### The problem:
Report every line from the following entries that contains the string "throw".

### Data section:
++++++++++++++++++++

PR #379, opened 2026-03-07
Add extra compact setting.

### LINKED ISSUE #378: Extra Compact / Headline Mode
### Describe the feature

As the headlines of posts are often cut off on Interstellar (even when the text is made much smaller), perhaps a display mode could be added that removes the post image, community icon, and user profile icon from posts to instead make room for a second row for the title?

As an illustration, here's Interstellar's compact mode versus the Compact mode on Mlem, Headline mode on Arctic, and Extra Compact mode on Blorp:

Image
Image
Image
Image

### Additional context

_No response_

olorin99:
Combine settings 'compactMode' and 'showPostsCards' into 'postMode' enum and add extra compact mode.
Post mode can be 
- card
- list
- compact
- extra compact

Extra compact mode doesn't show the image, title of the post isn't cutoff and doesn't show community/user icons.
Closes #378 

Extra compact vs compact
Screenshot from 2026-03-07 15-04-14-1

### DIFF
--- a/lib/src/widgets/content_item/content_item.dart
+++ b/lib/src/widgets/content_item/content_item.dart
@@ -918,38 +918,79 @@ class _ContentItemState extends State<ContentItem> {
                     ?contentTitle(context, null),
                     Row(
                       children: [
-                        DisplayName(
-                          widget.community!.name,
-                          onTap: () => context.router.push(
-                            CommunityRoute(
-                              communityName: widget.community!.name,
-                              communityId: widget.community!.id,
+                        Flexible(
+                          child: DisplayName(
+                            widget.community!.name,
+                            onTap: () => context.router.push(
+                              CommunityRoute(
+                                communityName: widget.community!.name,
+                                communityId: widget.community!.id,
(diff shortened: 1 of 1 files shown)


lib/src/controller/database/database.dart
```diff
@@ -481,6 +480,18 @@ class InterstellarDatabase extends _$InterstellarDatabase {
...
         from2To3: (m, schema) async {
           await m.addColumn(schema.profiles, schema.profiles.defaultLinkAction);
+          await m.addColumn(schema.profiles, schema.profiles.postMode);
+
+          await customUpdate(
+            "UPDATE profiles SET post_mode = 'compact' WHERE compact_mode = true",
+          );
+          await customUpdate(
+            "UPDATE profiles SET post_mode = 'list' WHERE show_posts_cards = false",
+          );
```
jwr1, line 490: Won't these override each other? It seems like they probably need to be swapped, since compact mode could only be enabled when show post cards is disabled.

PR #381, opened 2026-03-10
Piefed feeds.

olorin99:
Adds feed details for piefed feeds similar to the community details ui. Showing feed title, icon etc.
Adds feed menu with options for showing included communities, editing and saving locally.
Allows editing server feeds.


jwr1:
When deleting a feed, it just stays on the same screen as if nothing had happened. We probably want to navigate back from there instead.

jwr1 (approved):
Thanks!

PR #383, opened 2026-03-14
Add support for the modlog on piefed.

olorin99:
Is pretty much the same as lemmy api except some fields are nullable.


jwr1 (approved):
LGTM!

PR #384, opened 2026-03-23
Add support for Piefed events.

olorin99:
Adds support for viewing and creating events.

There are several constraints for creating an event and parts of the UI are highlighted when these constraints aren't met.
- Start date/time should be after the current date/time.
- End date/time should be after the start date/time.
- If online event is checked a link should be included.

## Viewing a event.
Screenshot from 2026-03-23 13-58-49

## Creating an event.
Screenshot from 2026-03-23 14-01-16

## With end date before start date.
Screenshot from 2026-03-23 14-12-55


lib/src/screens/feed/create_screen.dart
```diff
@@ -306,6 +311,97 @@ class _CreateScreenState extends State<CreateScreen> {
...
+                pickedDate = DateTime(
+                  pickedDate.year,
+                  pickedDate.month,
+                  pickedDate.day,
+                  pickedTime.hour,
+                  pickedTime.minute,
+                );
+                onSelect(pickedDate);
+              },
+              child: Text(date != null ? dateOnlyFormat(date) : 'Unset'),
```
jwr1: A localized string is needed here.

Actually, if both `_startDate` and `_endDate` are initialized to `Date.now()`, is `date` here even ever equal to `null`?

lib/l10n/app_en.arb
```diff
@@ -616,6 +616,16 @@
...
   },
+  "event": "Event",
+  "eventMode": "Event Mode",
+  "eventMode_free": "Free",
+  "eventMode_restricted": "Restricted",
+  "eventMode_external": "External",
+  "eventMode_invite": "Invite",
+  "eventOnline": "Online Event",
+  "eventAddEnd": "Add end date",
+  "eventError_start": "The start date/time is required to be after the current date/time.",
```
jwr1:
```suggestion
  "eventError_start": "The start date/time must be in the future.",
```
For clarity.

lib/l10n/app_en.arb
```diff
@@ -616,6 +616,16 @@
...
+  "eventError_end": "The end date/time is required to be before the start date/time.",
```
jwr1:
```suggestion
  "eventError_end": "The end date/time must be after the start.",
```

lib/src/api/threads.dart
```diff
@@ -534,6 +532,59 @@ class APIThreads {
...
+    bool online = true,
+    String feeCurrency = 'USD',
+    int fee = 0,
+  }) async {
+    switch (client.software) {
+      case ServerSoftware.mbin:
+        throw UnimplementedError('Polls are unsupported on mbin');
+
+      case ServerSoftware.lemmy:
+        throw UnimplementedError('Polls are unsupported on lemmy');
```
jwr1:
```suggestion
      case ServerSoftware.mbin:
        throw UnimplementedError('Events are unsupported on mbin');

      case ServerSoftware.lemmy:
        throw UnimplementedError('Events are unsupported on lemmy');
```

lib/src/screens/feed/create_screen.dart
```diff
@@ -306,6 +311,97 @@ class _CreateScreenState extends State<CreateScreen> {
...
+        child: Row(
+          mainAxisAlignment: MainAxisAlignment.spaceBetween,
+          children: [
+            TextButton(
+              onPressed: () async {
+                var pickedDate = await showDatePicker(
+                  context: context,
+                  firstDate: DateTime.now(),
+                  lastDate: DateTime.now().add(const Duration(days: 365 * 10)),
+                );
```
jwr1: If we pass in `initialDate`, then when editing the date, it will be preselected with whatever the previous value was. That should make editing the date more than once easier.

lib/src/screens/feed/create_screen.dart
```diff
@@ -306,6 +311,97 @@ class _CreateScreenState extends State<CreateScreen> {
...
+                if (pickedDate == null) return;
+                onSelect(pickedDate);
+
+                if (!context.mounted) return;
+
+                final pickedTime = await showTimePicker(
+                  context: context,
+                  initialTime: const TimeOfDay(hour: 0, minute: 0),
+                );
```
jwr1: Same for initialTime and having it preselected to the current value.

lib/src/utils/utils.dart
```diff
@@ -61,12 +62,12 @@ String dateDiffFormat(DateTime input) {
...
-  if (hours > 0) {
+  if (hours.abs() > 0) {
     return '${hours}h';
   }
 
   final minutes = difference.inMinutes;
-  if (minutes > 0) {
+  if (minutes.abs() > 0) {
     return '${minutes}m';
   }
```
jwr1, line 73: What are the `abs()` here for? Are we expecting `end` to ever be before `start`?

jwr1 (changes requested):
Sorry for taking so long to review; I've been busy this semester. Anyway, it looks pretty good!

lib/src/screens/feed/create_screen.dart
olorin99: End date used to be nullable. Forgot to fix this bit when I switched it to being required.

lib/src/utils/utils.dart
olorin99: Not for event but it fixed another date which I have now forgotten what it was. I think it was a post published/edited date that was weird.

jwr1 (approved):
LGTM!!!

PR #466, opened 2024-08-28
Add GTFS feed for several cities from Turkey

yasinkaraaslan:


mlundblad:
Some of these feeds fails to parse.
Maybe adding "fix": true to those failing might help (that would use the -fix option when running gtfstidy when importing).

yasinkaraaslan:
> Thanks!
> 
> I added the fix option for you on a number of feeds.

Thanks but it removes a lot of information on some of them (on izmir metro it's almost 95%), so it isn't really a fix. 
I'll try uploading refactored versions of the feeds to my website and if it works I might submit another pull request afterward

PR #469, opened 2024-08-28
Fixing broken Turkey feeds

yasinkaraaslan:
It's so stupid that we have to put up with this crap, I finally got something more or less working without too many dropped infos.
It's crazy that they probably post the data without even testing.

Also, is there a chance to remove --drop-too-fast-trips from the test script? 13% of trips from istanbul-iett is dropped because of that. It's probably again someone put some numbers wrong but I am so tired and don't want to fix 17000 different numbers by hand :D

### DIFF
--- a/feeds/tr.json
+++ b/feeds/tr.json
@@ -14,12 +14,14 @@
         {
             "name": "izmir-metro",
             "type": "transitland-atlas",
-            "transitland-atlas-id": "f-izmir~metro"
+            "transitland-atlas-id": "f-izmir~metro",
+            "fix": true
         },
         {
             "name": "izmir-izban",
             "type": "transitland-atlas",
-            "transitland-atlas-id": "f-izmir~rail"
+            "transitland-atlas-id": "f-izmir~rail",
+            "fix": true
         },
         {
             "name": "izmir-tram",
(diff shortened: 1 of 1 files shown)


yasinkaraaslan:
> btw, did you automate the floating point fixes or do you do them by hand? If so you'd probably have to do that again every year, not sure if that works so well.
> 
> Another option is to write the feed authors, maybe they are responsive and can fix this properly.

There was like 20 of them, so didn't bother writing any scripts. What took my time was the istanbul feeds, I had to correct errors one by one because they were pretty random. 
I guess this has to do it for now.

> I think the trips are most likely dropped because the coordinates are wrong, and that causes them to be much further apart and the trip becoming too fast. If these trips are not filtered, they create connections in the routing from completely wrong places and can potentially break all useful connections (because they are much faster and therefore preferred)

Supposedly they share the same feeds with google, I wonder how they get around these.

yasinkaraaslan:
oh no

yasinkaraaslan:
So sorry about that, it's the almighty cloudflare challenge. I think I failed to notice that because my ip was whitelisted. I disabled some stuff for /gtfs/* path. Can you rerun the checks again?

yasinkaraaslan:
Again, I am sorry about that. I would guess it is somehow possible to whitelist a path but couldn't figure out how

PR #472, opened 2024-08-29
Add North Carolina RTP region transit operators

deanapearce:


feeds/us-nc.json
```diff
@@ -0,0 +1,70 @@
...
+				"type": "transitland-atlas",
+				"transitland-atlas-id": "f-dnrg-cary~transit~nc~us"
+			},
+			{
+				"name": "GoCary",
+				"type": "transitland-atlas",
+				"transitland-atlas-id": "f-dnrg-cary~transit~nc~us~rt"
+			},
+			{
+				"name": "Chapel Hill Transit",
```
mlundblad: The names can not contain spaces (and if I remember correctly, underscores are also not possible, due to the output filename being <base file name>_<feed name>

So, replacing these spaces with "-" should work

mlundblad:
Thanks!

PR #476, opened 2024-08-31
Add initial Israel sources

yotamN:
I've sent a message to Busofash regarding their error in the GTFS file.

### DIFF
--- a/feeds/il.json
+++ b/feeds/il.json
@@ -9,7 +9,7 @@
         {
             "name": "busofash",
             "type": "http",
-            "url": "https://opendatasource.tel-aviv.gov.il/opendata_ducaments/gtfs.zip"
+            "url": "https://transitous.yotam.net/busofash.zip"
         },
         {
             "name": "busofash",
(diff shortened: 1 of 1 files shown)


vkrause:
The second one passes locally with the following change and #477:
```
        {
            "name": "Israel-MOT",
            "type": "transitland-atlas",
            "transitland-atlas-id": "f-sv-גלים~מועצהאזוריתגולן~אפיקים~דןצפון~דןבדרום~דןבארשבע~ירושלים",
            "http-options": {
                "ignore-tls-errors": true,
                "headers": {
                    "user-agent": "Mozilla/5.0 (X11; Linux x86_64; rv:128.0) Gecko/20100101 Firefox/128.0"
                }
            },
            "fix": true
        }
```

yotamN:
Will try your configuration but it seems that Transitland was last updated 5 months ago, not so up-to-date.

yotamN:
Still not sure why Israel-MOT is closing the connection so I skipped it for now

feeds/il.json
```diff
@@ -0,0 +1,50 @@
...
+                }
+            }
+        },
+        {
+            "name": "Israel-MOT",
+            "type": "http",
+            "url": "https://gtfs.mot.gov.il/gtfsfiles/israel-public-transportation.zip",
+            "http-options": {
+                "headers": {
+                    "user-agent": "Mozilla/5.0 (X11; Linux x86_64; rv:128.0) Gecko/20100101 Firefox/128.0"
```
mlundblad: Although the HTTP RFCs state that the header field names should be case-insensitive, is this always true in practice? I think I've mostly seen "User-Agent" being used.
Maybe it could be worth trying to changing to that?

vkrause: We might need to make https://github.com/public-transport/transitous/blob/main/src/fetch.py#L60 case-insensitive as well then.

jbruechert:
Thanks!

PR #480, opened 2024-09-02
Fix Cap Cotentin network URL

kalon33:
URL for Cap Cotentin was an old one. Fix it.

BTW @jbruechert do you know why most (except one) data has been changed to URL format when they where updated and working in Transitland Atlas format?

++++++++++++++++++++

### Your solution:
+        throw UnimplementedError('Polls are unsupported on mbin');
+        throw UnimplementedError('Polls are unsupported on lemmy');
        throw UnimplementedError('Events are unsupported on mbin');
        throw UnimplementedError('Events are unsupported on lemmy');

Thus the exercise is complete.